» Exercise directions
Please report each line of the data below that contains "combination".

---- Material supplied

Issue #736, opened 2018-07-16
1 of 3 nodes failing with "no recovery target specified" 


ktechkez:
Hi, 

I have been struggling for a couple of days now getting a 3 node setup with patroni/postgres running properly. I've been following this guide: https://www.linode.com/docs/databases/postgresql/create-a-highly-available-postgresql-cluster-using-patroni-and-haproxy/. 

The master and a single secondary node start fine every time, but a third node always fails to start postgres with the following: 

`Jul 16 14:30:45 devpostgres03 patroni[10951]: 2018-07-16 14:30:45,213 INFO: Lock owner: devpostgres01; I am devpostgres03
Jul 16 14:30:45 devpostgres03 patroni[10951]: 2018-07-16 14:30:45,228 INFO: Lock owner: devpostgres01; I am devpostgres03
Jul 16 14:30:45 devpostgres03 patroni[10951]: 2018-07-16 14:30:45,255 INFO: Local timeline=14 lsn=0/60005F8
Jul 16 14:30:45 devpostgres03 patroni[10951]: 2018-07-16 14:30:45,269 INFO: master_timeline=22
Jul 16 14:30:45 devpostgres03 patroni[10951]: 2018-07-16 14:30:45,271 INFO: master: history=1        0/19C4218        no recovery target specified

--------
---- Material supplied

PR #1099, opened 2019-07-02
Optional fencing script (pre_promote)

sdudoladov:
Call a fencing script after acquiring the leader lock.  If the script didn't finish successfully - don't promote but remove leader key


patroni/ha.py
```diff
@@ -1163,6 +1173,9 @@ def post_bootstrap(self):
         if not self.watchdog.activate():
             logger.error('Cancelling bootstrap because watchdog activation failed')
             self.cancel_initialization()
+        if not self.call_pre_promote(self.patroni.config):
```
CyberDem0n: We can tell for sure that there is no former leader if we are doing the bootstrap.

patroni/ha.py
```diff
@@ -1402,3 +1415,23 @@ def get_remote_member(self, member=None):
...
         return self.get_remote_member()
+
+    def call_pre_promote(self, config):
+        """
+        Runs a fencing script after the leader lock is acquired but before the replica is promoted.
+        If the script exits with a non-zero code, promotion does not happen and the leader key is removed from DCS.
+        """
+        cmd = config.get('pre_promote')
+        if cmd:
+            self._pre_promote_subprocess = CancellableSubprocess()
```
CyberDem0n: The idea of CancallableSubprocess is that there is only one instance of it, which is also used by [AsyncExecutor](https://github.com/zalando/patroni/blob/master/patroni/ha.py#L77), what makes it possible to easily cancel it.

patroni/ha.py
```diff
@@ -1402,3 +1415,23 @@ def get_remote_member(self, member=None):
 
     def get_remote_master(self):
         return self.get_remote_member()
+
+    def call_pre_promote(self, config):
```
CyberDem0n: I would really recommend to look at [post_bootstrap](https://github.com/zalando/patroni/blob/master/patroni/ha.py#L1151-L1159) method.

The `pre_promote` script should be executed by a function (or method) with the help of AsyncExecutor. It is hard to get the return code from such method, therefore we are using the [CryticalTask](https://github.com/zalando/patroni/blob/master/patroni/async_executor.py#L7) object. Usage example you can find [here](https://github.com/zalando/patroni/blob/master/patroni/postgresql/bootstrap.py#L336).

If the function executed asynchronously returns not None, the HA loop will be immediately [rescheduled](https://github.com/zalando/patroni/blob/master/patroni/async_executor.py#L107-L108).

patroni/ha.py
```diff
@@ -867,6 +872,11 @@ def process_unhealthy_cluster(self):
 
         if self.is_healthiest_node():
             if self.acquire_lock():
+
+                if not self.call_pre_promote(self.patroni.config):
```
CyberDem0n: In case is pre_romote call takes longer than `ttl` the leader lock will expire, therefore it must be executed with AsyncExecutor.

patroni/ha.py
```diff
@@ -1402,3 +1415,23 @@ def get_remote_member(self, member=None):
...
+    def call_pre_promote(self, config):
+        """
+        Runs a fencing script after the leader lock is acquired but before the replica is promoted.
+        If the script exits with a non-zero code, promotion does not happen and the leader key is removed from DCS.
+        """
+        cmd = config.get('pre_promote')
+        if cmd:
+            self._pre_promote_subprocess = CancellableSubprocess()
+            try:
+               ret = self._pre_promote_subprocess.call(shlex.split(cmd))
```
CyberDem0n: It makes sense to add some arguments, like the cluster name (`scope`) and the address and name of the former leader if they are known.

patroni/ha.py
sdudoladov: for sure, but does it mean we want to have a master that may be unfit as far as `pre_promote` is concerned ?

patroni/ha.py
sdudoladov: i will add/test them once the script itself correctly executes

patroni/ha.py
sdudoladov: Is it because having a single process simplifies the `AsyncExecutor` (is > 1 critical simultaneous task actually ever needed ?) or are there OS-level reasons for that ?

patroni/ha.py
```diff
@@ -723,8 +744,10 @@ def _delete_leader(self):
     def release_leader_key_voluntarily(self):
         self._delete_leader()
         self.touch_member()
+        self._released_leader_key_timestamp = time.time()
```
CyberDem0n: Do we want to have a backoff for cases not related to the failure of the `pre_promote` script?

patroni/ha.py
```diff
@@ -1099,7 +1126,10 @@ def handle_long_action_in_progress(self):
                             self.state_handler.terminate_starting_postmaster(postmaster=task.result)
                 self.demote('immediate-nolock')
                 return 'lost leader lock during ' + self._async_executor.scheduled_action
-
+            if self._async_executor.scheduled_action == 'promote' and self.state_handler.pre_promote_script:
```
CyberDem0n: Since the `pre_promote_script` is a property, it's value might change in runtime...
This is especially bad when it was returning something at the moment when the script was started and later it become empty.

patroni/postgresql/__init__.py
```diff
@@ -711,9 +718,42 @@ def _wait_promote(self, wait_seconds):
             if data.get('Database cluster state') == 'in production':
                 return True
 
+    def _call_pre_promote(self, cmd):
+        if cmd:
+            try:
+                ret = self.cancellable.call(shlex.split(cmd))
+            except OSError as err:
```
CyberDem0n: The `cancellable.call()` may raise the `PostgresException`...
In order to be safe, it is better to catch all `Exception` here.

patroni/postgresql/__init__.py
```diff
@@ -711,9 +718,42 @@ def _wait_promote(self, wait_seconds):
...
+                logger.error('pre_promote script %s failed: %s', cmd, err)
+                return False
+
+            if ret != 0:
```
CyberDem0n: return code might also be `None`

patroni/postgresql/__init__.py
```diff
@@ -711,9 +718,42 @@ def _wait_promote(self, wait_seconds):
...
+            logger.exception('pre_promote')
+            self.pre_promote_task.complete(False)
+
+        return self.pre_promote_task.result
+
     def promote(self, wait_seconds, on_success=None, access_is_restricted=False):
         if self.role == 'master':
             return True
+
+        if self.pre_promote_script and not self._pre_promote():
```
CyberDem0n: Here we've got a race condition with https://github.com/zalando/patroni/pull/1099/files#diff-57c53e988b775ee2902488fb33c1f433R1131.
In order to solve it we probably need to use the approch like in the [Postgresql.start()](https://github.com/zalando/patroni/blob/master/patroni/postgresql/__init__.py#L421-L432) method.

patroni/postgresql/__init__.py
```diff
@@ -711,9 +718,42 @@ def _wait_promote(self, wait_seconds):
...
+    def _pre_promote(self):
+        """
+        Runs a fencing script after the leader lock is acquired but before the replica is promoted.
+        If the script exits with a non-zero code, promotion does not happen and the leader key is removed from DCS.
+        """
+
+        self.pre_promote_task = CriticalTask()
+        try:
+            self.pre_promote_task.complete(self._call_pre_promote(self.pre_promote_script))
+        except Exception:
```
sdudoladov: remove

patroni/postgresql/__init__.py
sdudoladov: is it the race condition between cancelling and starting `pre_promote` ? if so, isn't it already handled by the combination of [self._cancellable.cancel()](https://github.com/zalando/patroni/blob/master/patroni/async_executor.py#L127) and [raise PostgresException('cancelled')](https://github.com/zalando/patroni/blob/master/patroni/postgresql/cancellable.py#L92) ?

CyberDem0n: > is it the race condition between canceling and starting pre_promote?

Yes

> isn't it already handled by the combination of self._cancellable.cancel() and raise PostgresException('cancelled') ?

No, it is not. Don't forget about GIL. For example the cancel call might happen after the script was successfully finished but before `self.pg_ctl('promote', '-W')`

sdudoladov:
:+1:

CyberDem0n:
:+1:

--------

» Answer
sdudoladov: is it the race condition between cancelling and starting `pre_promote` ? if so, isn't it already handled by the combination of [self._cancellable.cancel()](https://github.com/zalando/patroni/blob/master/patroni/async_executor.py#L127) and [raise PostgresException('cancelled')](https://github.com/zalando/patroni/blob/master/patroni/postgresql/cancellable.py#L92) ?
> isn't it already handled by the combination of self._cancellable.cancel() and raise PostgresException('cancelled') ?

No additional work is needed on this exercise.